平成29年度優秀卒業論文発表会 山崎 航

発表する山崎航さん

平成29年度優秀卒業論文発表会

平成29年度優秀卒業論文発表会を終え、

久保田研究科長と指導教員の先生方といっしょに記念撮影

4.広島大学短期交換留学(HUSA)プログラム参加報告【欧米文学語学・言語学コース(英米文学語学専攻3年) 古木大志】

  私は2017年9月から2018年2月までの間、広島大学短期交換留学(HUSA)プログラムでイギリスのシェフィールド大学に1学期間留学しました。今回はその留学を終えての成果、心境について書きたいと思います。

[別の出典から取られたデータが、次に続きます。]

PR #319, opened 2020-08-24
[Hotfix Storybook] - Downgrade dependency that is causing issues

daigof:
- We have to downgrade `@babel/preset-react` cause it is causing issued transpiling for storybook and messing up with emotion css prop
- took me a while to pinpoint what was causing this, had this issue before it is related to emotion `css=` prop in elements and the usage of `@emotion/babel-preset-css-prop` which was updated to latest here but still does not work
- tried the next version to 7.0.0  (7.6.3) and that didnt work either so we need to lock to 7.0.0 https://www.npmjs.com/package/@babel/preset-react

- tried some options passed to `@babel/preset-react` but didn't work in first attempts. May look into this in next cooldown or just analyze the migration to Storybookv6

I think it is best to release this fix now and start thinking on migrating to Storybook v6 which will fix all this old dependecies issues since it has more built integration and doesnt rely much on babel. See daylight which is in v6 I dont have to define a babel config file at all and TS integration is built in


babel.config.js
```diff
@@ -1,7 +1,7 @@
 module.exports = {
   presets: [
     '@babel/preset-env',
-    '@babel/react',
+    '@babel/preset-react',
```
daigof, line 4: just standarization here. I prefer this way so when you look at package.json file and try to find where in the project a dependecy is used it appear in search result

daigof:
@michaeljaltamirano ok here is more detail why I think we should keep this fix and the latest PR which incidentally was not only related to TS convert ProgressBar
- the babel dependencies were not exactly ideal in the previous version, I think what we have now is more in sync (some were in 7.0 some in 7.1 some in 7.2)
image

- The underlying issue updating `@babel/preset-react` to latest was a css prop issue But you can see in console right now in storybook prod that it says React is not defined. You can import React in preview.js like some pages says but then you see that css prop styles are not applied (you dont even get this an error you have to digg in the inspector). Then I tried to add the `jsx` pragma to preview.js at this point I knew this is just patch that solves nothing, You start realizing that you need the file as they were and try to fix elsewhere, thats when I detected it was dependecies thing.

- The old PR needed to update babel and jest because there were some error when tryin to use this files `as const`. This syntax cannot be used with old dependecies 
```
const PROGRESS_BAR_STATUS = {
  loading: 'loading',
  success: 'success',
  error: 'error',
} as const;
```

- If we are rolling back, I would rather remove the `as const` syntax and revert all dependecies to what they were so the test can pass and we can release the version mantaining some refactor from old PR. But ultimately I dont think it matters much, also the `babel-preset-css-prop` upgrade was not necessary I just threw it in here in hope of fixing the bug because that is the preset that is not working because @babel/preset-react is doing something that the emotion preset cannot process or viceversa these 2 packages are clearly out of sync

michaeljaltamirano:
@daigof I haven't dug into the internals of this as much as you have, but it looks like if we convert `.storybook/preview.js` to `.storybook/preview.tsx`, we fix the behavior. Can you double-check this is correct?

daigof:
@michaeljaltamirano that has the same effect of adding `import React from...` you still have css prop issues in other pages like Checkbox
image

Which would be solvable by converting Checkbox story to TSX so on and so forth.

I propose 2 things: get this PR published or revert all package versions to what they were and remove `as const` syntax.
A third proposition would be convert now Checkbox story to TSX (or add the jsx pragma has the same effect) but I know even not noticeable there are css prop errors in all other pages. This has no effect to the library build.

Thanks to your finding it looks like converting all stories files to TSX would fix the issue with all latest babel packages, So taht can be a task for cooldown too.

michaeljaltamirano:
@daigof I see. Thank you for pointing out that screenshot. My preference is to revert 6b295d67c3c4a53402c5fd5f7325cfb4a16c1e84 (#316) so that the repo is back in sync with the `10.3.0` release.

daigof:
@michaeljaltamirano  Repo revert back to commit before merged PR. Closing this one and opening another ProgressBar PR that doesnt messup with dependecies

  現地では文学、メディア、英語などに関する授業を受講し、様々な知識を得ることができました。授業の中ではディスカッションやグループワーク、プレゼンテーション、エッセイなど様々な授業体系を経験し、それぞれの能力を高めることができました。また、授業内で自分と違ったバックグラウンドを持つ学生たちと意見を交わしたりする中で、様々な角度からの見方やそれぞれの国の文化についても知識を深めることができました。授業以外のところでも、サークル活動や大学主催のイベントが豊富にあり、それらに参加するなどして、たくさんの経験ができました。授業、課外活動の全てにおいて現地学生やほかの留学生との交流もとても貴重な経験で、多くのことを学ぶことができました。留学期間中、すべてが順調にいくことばかりではなく、もちろん大変なことやうまくいかないこともありました。しかし、そのたびに自分の弱点や改善方法を見直し、課題と向き合ったことで得たものは大きかったと実感しています。

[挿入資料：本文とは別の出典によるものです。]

PR #336, opened 2020-09-08
Update Carousel component to have bottom right aligned arrows

AlyssaKirstine:
The [new LP pricing module](https://www.notion.so/curology/Pitch-New-Landing-Page-Pricing-Module-412f1153db264ea8a1d33c7416aa56d1) has a different positioning for the carousel arrows. They are aligned beneath the carousel cards on the bottom right side. The coloring of the arrows is also a bit different. Because this component will only be used in the pricing module on the site, rather than creating a new `arrowColor` prop, I just added both of these things (new alignment and new coloring) as a `bottomRightAlignedArrows` prop to the Radiance Carousel component.

Screen Shot 2020-09-08 at 5 51 55 PM

### DIFF
--- a/src/shared-components/carousel/arrow/style.ts
+++ b/src/shared-components/carousel/arrow/style.ts
@@ -25,14 +25,12 @@ export const BottomRightAlignedArrowContainer = styled.div<{
   next: boolean;
   disabled: boolean;
 }>`
-  position: absolute;
-  top: 50%;
-  z-index: ${Z_SCALE.e2000};
-  transform: translate(0%, -50%);
   display: block;
+  align-self: flex-end;
+  margin: ${SPACER.small};
 
-  ${({ prev }) => prev && `left: ${SPACER.small};`};
-  ${({ next }) => next && `right: ${SPACER.small};`};
+  ${({ prev }) => prev && `order: 2; margin-left: auto;`};
+  ${({ next }) => next && `order: 3;`};
 
   ${({ disabled }) =>
     disabled &&
@@ -41,6 +39,10 @@ export const BottomRightAlignedArrowContainer = styled.div<{
         background-color: none;
         border-color: ${COLORS.primary};
         color: ${COLORS.primary};
+
+        &:hover {
+          color: ${COLORS.primary};
+        }
       }
     `};
 `;
--- a/src/shared-components/carousel/arrow/style.ts
+++ b/src/shared-components/carousel/arrow/style.ts
@@ -1,8 +1,9 @@
 import styled from '@emotion/styled';
+import { css } from '@emotion/core';
 
-import { SPACER, Z_SCALE } from '../../../constants';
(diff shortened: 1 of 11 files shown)


src/shared-components/carousel/style.ts
```diff
@@ -191,6 +191,10 @@ export const InnerContainer = styled.div<{
 
   ${reactSlickStyles};
 
+  .slick-slider {
+    flex-wrap: wrap;
+  }
+
```
AlyssaKirstine, line 197: Note: adding this in didn't alter any of the current Carousels

Yihwan (approved):
code looks fine to me, but i didn't know this carousel component existed and am probably not the best person to speak to that for continuity. 

i think this could be fine to merge for now, but would require additional monitoring and updates if the new carousel usage changed, or if we for whatever reason decided not to use it at all. 

another approach in the future could be to essentially duplicate radiance components in code, and then make any necessary one-off changes. once we're reasonably confident that the changes are something we want to keep around for a the long-term, we could update radiance accordingly and communicate changes to design as well.

src/shared-components/carousel/arrow/style.ts
```diff
@@ -19,4 +20,29 @@ const ArrowContainer = styled.div<{
...
+export const BottomRightAlignedArrowContainer = styled.div<{
+  prev: boolean;
+  next: boolean;
+  disabled: boolean;
+}>`
+  display: block;
+  align-self: flex-end;
+  margin: ${SPACER.small};
+
+  ${({ prev }) => prev && `order: 2; margin-left: auto;`};
```
daigof, line 32: Im not sure about this flex-wrap thing and it wouldn't work with dots. Could you do me a favor and try with 

```
position:absolute;
bottom: -32px;
right: 32px;
```

32 is just a random number to get you an idea and the prev button would need more than next. Please try this and let me know (also remove flex:wrap)

AlyssaKirstine: I tried this and it doesn't work because of the height of the Carousel component. Half of the arrows end up being hidden. It would only work if I add `overflow: visible` to `InnerContainer` or increase the `padding-bottom` of the `InnerContainer` or `slick-slider`, In my opinion, these seem like worse alternatives to `flex: wrap`. To remedy the dot problem, I could just force dots to be hidden when using this new prop?

daigof: ok, nvm then. you can also add that comment to the docs explainng this wont work with dots

AlyssaKirstine: Yup. I added it in [here](https://github.com/curology/radiance-ui/pull/336/commits/f796aba9a110453b6ad5930c34b1aadc409ef29e)!

AlyssaKirstine:
Merging this in so that I can move forward with the Pricing Module. I can come back and make any needed updates in the future.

  今回の留学で得たものはこれからの勉学と、さらに卒業後のキャリアの中で生かしていきたいと思います。四月からは広島大学の留学アドバイザーとしても活動することになっているので、留学を検討している学生たちをしっかりとサポートしていきたいと思っています。

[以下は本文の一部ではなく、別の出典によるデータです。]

PR #2570, opened 2019-09-05
sshlauncher@sumo: Fix: Use correct settings for terminal

t-oster:
Right now the plugin is using `org.gnome.desktop.default-applications.terminal` setting, which is not present on my machine. I guess the correct value should be `org.cinnamon.desktop.applications.terminal`


t-oster:
nevermind.... seems to work with the original line and not with mine. Gnome-Terminal is confused with the `-T` parameter though. after removing that in the original code, it works.

PR #2571, opened 2019-09-08
temperature@fevimu: Updated PT-pt translation

leplastic:
I updated the translation for new alerts functionality and corrected some other issues as suggested by POEdit.


leplastic:
I think the translations have some problem. After updating the applet, the strings in configuration panel are still in English. I tried to reset settings to factory defaults, uninstalling the applet and restarting the computer, but nothing seems to have effect. Do you know if the translations are cached somewhere?

@claudiux did you have any problem with french translations for the strings of your new alert functionality?

leplastic:
Sorry for the confusion, I was able to make it working. I removed the extension again and used the gulp script + cinnamon-spices-makepot utility and it is working fine. I then noticed that the downloaded version does not contain the translated file yet, although I believe this should be a cache problem.

PR #2572, opened 2019-09-08
placesCenter@scollins: Improvement of Recent Files section

claudiux:
@collinss 

Hello Stephen,

I propose you some improvements to the Recent Files section.

1. No more files without an icon!
2. Whenever possible, replace the mime type icon with the icon of the last application that opened the file.
3. Do not show deleted files.
4. Do not show the Clear button when the list is empty.
5. Use default recentManager instead of a new recentManager, to be synchronized with  the `menu@cinnamon.org` applet.
6. In settings:
   * the type of the `recentSizeLimit` parameter becomes `combobox` to avoid to call 10 times the `buildRecentDocumentsSection()` method when the user wants to display 10 more files in the Recent Files section.
   * a new button appears, to open the Privacy window of Cinnamon Settings.

To see the differences:

1. Example of Recent Files section in `menu@cinnamon.org`:
menu-recents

※2017年9月27日発信のメルマガ81号には留学する前の古木さんの心境を「広島大学短期交換留学(HUSA)プログラムに参加するにあたって思うこと」と題して掲載しています。こちらもご覧ください。

広島大学短期交換留学(HUSA)プログラムに参加報告
広島大学短期交換留学(HUSA)プログラムに参加報告

5.文学研究科(文学部)ニュース

○平成30年度広島大学入学式

日時:2018年4月3日(火)11時 開式
場所:東広島運動公園体育館(アクアパーク)

6.広報・社会連携委員会より【広報・社会連携委員会委員長 高永茂】

  3月号には毎年退職なさる先生方の挨拶が掲載されます。その記事を読みながら、「そうでしたね」とつぶやいてしまうことがあります。退職なさる先生方には感謝を申し上げるとともに、これからのさらなるご活躍をお祈りします。今月号には優秀卒業論文発表会と交換留学プログラムの記事もあります。こちらの記事からは若者の息吹のようなものが感じられます。「前途洋々」ということばがぴったりだと思います。忙しい仕事のあいまに開かれたリテラコンサートも忘れられません。太鼓の迫力と繊細な金管五重奏のパフォーマンスは強く心に残っています。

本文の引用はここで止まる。